Who Keeps Track Of Stuff Sent Into Space?

There are Legos, diamonds and tweets floating around the universe.

In this unusual image, NASA's Hubble Space Telescope captures a rare view of the celestial equivalent of a geode -- a gas cavity carved by the stellar wind and intense ultraviolet radiation from a hot young star (Photo by NASA/WireImage)
In this unusual image, NASA's Hubble Space Telescope captures a rare view of the celestial equivalent of a geode -- a gas cavity carved by the stellar wind and intense ultraviolet radiation from a hot young star (Photo by NASA/WireImage)

What do gold-covered records, Lego figures, War of the Worlds, Stephen Colbert’s DNA, and diamonds have in common?
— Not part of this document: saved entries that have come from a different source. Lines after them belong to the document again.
PR #1284, opened 2015-09-17
Machine-readable output of tests

hauleth:
[Rendered](https://github.com/hauleth/rfcs/blob/machine-readable-tests-output/text/0000-machine-readable-tests-output.md)

### DIFF
--- a/text/0000-machine-readable-tests-output.md
+++ b/text/0000-machine-readable-tests-output.md
@@ -1,0 +1,146 @@
+- Feature Name: machine\_readable\_tests\_output
+  - Start Date: 2015-09-17
+  - RFC PR: (leave this empty)
+- Rust Issue: (leave this empty)
+
+# Summary
+
+Replace current test output with machine-readable one and add thin compatibility
+layer on top of that.
+
+# Motivation
+
+Currently when testing Rust provide only human-readable output which is nice
+in most cases as we are humans or other humanoids. But from time to time we need
+to feed machine with results of our tests (i.e. some kind of CI that will report
+which tests failed or something like that) and there is no way to do that in
+"civilised" way. We need to parse non-machine-readable output which isn't nice.
+
+# Detailed design
+
+Replace current, human-readable, output with JSON-based output based on
+[TAP-J][tap-j]. For compatibility with existing work flow there should be added
+built-in parser for that protocol which will output in current format.
+
+The key words "MUST", "MUST NOT", "REQUIRED", "SHALL", "SHALL NOT", "SHOULD",
+"SHOULD NOT", "RECOMMENDED", "MAY", and "OPTIONAL" in this document are to be
+interpreted as described in [RFC 2119][rfc2119].
+
+## Protocol description
+
+Output of test MUST be stream of JSON objects that can be parsed by external
+tools.
+
+### Structure
+
+Output is stream of lines containing JSON objects separated by new line. Each
+object MUST contain `type` field which designates `suite`, `test`, `bench` or
+`final`. Any document MAY have `extra` field which contains an open mapping
+for additional, unstandardized fields.
+
+### Suite
+
+  ```json
+{
+  "type": "suite",
+  "name": "Doc-Test",
+  "build": "2015-08-21T10:03:20+0200",
+  "count": 13,
+  "rustc": "2a89bb6ba033b236c79a90486e2e3ee04d0e66f9"
+}
+```
+
+Describes tests suite. It MUST appear only once at the beginning of each stream.
+
+Fields:
+
+| Name    | Description                                                    |
+| ----    | -------------------------------------------------------------- |
+| `type`  | MUST be a `suite`                                              |
+| `build` | MUST be ISO8601 timestamp of build.                            |
+| `name`  | OPTIONAL suite name i.e. "Tests", "Benchmarks" or "Doc-Tests". |
+| `count` | MUST be count of all tests (including ignored).                |
+| `rustc` | MUST be version of Rust compiler used to build test suite.     |
+
+### Test
+
+```json
+{
+  "type": "test",
+  "subtype": "should_panic",
+  "status": "ok",
+  "label": "octavo::digest::md5::tests::test_md5",
+  "file": "src/digest/md5.rs",
+  "line": 684,
+  "stdout": "",
+  "stderr": "",
+  "duration": 100
+}
+```
+
+Describes test. Each test MUST produce only one test object.
+
+Fields:
+
+| Name         | Description                                                                    |
+| ----         | -----------                                                                    |
+| `type`       | MUST be `test`.                                                                |
+| `subtype`    | SHOULD be one of `test`, `bench` or `should_panic`.                            |
+| `status`     | MUST be one of `ok`, `fail` or `ignore`.                                       |
+| `reason`     | MUST describe of failure if `status` is `fail`. Otherwise MUST NOT be present. |
+| `label`      | MUST be unique identifier of test.                                             |
+| `file`       | OPTIONAL file name containing test.                                            |
+| `line`       | OPTIONAL line in `file` that contains test.                                    |
+| `stdout`     | OPTIONAL output of standard output for given test.                             |
+| `stderr`     | OPTIONAL output of standard error for given test.                              |
+| `duration`   | OPTIONAL test execution duration in nanoseconds. MUST be present in benchmark. |
+| `throughput` | OPTIONAL test throughput in case of benchmark test.                            |
+
+### Final
+
+```json
+{
+  "type": "final",
+  "results": {
+    "ok": 10,
+    "fail": 0,
+    "ignore": 2
+  }
+}
+```
+
+Finish test suite and closes stream. Parser MUST ignore all other input unless
+it is new suite.
+
+Fields:
+
+| Name      | Description                                                                                                                                 |
+| ----      | -----------                                                                                                                                 |
+| `type`    | MUST be `final`.                                                                                                                            |
+| `results` | MUST be object containing only 3 fields: `ok`, `fail` and `ignore` which describe how many test passed, failed or was ignored respectfully. |
+
+
+# Drawbacks
+
+This is breaking change in tooling and will require new tool that will provide
+current functionality for compatibility reasons, but IMHO small pain for big gain.
+
+# Alternatives
+
+Do nothing.
+
+# Unresolved questions
+
+Test object fields:
+
+- Should there be any additional fields? How should benchmark test description
+  look like?
+- Maybe there should be additional, optional field `nspi` containing times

Answer: they’ve all been blasted (either physically or digitally) into space. But who keeps track of this weird space junk once it leaves Earth?

Meet Paul Quast, director of the Beyond the Earth Foundation. Quast’s goal is to inventory everything humans have sent, with the exception of scientific instruments, into space. Anything that appears on the list must have been in space for a “moderate to extended period of time,” reports Atlas Obscura.

Other items on Quast’s space junk list include: tweets, text messages, DVDs and CD-ROMs, poetry, a six-minute snippet of a Stephen Hawking speech, cartoons of aliens, nude animated figures, a Doritos advertisement, and a version of ‘Across the Universe’ with a special message from Paul McCartney.

“It’s reflective of how we judge ourselves and our perceived position throughout the universe,” Quast tells Atlas Obscura. “It’s quite inward reflecting… at the very least, we should know what we’ve sent out.”